- [Work to be completed]
Below are records; please set down exactly the lines from the first through the one containing "QuickGO per accession, cross-checked.".

Information supplied Start Marker

PR #2286, opened 2026-07-26
Harmonise the AADAC-family PTN009058710 hydrolase row across AADACL2, AADACL3 and AADACL4

cmungall:
## The defect

**AADACL2**, **AADACL3** and **AADACL4** each carry one `GO:0016787 hydrolase activity` IBA row
(`GO_REF:0000033`) transferred from PANTHER node `PTN009058710`, with the **same 17 `WITH/FROM`
tokens** in all three GOA records — measured from the committed TSVs *and* independently from
QuickGO per accession, cross-checked. One row, one node, one donor set, and three reviews reached
three different verdicts:

| gene | PR | verdict as merged |
|---|---|---|
| AADACL2 | #2266 | `MODIFY` → `GO:0017171`, `TERM_SCOPING_PROBLEM` + `GRANULARITY_MISMATCH` |
| AADACL4 | #2263 | `MODIFY` → `GO:0052689`, `TERM_SCOPING_PROBLEM` + `GRANULARITY_MISMATCH` |
| AADACL3 | #2264 | keep `GO:0016787` as the genuine LCA; replace only as **redundant**, `EVIDENCE_CIRCULAR_OR_REDUNDANT` — but `GRANULARITY_MISMATCH` retained on the literal reading |

## Which verdict is correct, and how it was settled

By measurement, in a new shared node-level audit
(`genes/human/AADACL2/AADACL2-bioinformatics/audit_node_PTN009058710.py` →
`NODE_PTN009058710.md`, `node_PTN009058710.json`). All 17 tokens resolve — 16 proteins plus the
tree node itself. For each donor the chemistry is read off **two** sources independent of the
protein's *name* (its own EC numbers / `CATALYTIC ACTIVITY` reactions, and its own curated GO
molecular-function annotations classified by **fetched** ontology ancestry), and the nucleophile
off its own `ACT_SITE` features, with the GDXG elbow pentapeptide reported alongside so a
positionally-inferred call can be checked at the sequence level. Each candidate term is then
tested against every donor:

```
GO:0016787 hydrolase activity:                  TRUE 16, FALSE 0, UNDETERMINED 0
GO:0052689 carboxylic ester hydrolase activity: TRUE 14, FALSE 2, UNDETERMINED 0
GO:0017171 serine hydrolase activity:           TRUE 15, FALSE 1, UNDETERMINED 0
```

**None of the refinements is true of every member, and `GO:0016787` is refuted by nobody.** The
two refutations lie on **different axes**, so neither candidate can be rescued by choosing the
other:

- **bond-type axis** — blocked by the two kynurenine formamidases, mouse Afmid (`MGI:MGI:2448704`
  → `Q8K4H1`) and yeast BNA7 (`SGD:S000002836` → `Q04066`), both EC 3.5.1.9, both carrying
  `GO:0004061 arylformamidase activity` (IMP and IDA respectively). That term sits under
  `GO:0016810` (C–N bonds), a **sibling** of the ester branch, not a descendant.
- **mechanism axis** — blocked by soybean HIDH (`UniProtKB:Q5NUF3`), whose nucleophile-elbow
  residue is **Thr164**, against `GO:0017171`'s definition demanding "a catalytic triad consisting
  of a serine nucleophile".

`GO:0016788` and `GO:0016810` are siblings whose only common ancestor below `GO:0003824` is
`GO:0016787`, so PAINT's term is not merely unrefuted — it is the **exact lowest common ancestor**
of its donor set.

**So AADACL3's reading is the correct one.** The row is correct, correctly scoped and validly
transferred; there is **no granularity and no term-scoping defect**. What is true of it is that it
is subsumed by the `InterPro:IPR017157`-derived `GO:0052689` each of the three genes independently
carries — `EVIDENCE_CIRCULAR_OR_REDUNDANT`, "the target already has stronger direct evidence".

### The Thr164 call, and why the verdict does not rest on it

The whole mechanism verdict turns on one residue, so: UniProt annotates HIDH `ACT_SITE 164` as
**"Proton acceptor"** (`ECO:0000305`), *not* as a nucleophile, so the call is a **fold-position**
inference (T164–D263–H295, elbow apex). Two things carry it instead of a label:

- **the sequence.** Fifteen of sixteen donors read G-x-**S**-x-G at the elbow (`GDSAG` ×12,
  `GQSAG` in ICME, `GHSAG` in Afmid, `GHSVG` in BNA7); HIDH alone reads **`GETSG`**.
- **a sensitivity analysis.** Score HIDH `FALSE`, score it `UNDETERMINED`, or discard every
  positionally-inferred nucleophile in the set — under all three readings `GO:0017171` is not true
  of every donor and `GO:0016787` remains the only term that is.

### Two premises both merged reviews relied on, and both are wrong

1. **HIDH is not "a lyase, not a hydrolase at all".** It is bifunctional and *both* halves are
   experimental: `GO:0033987` dehydratase by **IDA** *and* `GO:0106435 carboxylesterase activity`
   by **IDA**, EC 4.2.1.105 *and* EC 3.1.1.1. So it does not threaten `GO:0016787` and does **not**
   block `GO:0052689` either — the two formamidases do. HIDH refutes only the *serine* term.
2. **Yeast BNA7 does resolve.** `xref:sgd-S000002836` → `Q04066`, `ACT_SITE 110` labelled
   "Nucleophile" and reading as **Ser**. AADACL3's audit reached it through an Alliance record and
   reported the nucleophile unresolved; with BNA7 in, the tally is **15 of 16 serine, one
   threonine**, and *both* formamidases are themselves serine hydrolases.

### Where the mechanism term does belong

`GO:0017171` is not wrong about this family; it is attached to the wrong node. At the **family**
node `PTN009058713`, the three donors PAINT cites — human AADAC, mouse Aadac, mouse Nceh1 — are all
`IPR017157` members, all serine, all ester hydrolases, and **all three hold `GO:0017171` by IDA**.
All three blockers at the deep node lie **outside** `IPR017157`. So the recommendation is a **node
move** (`PTN002745055`/`PTN002745068` → `PTN009058713`), not a term change on the row — stated once,
naming all three genes.

## What changed

All three genes now record the identical treatment for this row: `MODIFY` → `GO:0052689`,
`root_cause: EVIDENCE_CIRCULAR_OR_REDUNDANT`, **no** granularity failure mode, and `GO:0017171`
pursued as a node move.

**AADACL2** — replacement `GO:0017171` → **`GO:0052689`** on the `GO:0016787` IBA row, the
`IPR013094` IEA row and the `GO:0003824` ARBA row, so all three general MF rows collapse onto the
one specific term the record has; `root_cause` corrected; `core_functions.molecular_function` moved
to `GO:0052689`, matching the other two (`GO:0017171` remains stated as true of AADACL2 on its own
residues, but pursued as the node move rather than asserted as a second activity);
`supporting_entities` added as all 17 GOA tokens; PAINT `knowledge_gaps` and `GO_REF:0000033`
`reference_review` strengthened with the measured result; new node-move `suggested_questions` entry.

**AADACL4** — replacement term was already right, the classification was not: `root_cause` →
`EVIDENCE_CIRCULAR_OR_REDUNDANT` on both hydrolase rows, `GRANULARITY_MISMATCH` removed, HIDH's
`source_status` corrected to `SUPPORTS_TRANSFER` with the bifunctionality spelled out, `Q9HTI0`
added as the unreviewed donor, `supporting_entities` expanded from **5 of 17** to all 17 (built
from the GOA TSV with an assertion), new node-move `suggested_questions` entry.

**AADACL3** — #2264 merged while this PR was in review, so the third gene is harmonised here
rather than only recommended. Its verdict, actions, terms and `core_functions` are **untouched**;
what changes is the encoding it had kept on the literal reading of the enum plus two donor facts:
`GRANULARITY_MISMATCH` removed from both hydrolase rows (`SOURCE_EVIDENCE_WEAK` kept on the
`IPR013094` row — a separate, still-correct judgment about a fold signature reaching outside the
subfamily); BNA7 recorded as resolved, 15-of-16 superseding its local 13-of-14, with its own
generated `RESULTS.md` left as generated; HIDH moved from `SOURCE_WEAK_OR_INFERRED` to
`SUPPORTS_TRANSFER`.

**New shared artefact** in `AADACL2-bioinformatics/`: `audit_node_PTN009058710.py`,
`NODE_PTN009058710.md`, `node_PTN009058710.json` — one row shared by three genes, audited once and
cited from all three reviews (cross-gene `file:` references are established here: ATP5MC1/2/3,
ANOGA D7r1, PSEPK moaA/moaC). A fresh run reproduces the committed JSON byte-for-byte, and the
prose table, counts, sensitivity lines and family-node numbers are cross-checked against it
programmatically.

**Notes**: the adjudication and all four review rounds are recorded in all three `*-notes.md`
files, with superseded items flagged in place rather than rewritten.

## One open repo question

Removing `GRANULARITY_MISMATCH` goes beyond the enum's literal text ("Parent term is true but
uninformative"), which does describe this row. It is removed because `failure_modes` is documented
as the *biological shape of a propagation issue* and this propagation has none — the parent is
uninformative because the donors are heterogeneous, not because the transfer could have been more
specific. That is the rule this campaign already adopted ("is this term the LCA of its donors?").
The reasoning is now inline on all six rows rather than implicit. **@cmungall** — the concrete ask
is a one-line clarification to `GRANULARITY_MISMATCH`'s description in `gene_review.yaml`
distinguishing the two readings; deliberately not done in a gene PR. If it goes the other way the
fix is one enum entry restored on six rows.

## Gates

- `checkquotes.py` across all three reviews: **133 quotes, 0 problems**
- `just validate human {AADACL2,AADACL3,AADACL4}`: **✓ Valid** (AADACL3 and AADACL4 each carry one
  pre-existing deep-research warning, unchanged from `main`)
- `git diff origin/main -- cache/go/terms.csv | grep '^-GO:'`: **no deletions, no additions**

Information supplied End Marker

- [Problem solution]
PR #2286, opened 2026-07-26
Harmonise the AADAC-family PTN009058710 hydrolase row across AADACL2, AADACL3 and AADACL4

cmungall:
## The defect

**AADACL2**, **AADACL3** and **AADACL4** each carry one `GO:0016787 hydrolase activity` IBA row
(`GO_REF:0000033`) transferred from PANTHER node `PTN009058710`, with the **same 17 `WITH/FROM`
tokens** in all three GOA records — measured from the committed TSVs *and* independently from
QuickGO per accession, cross-checked. One row, one node, one donor set, and three reviews reached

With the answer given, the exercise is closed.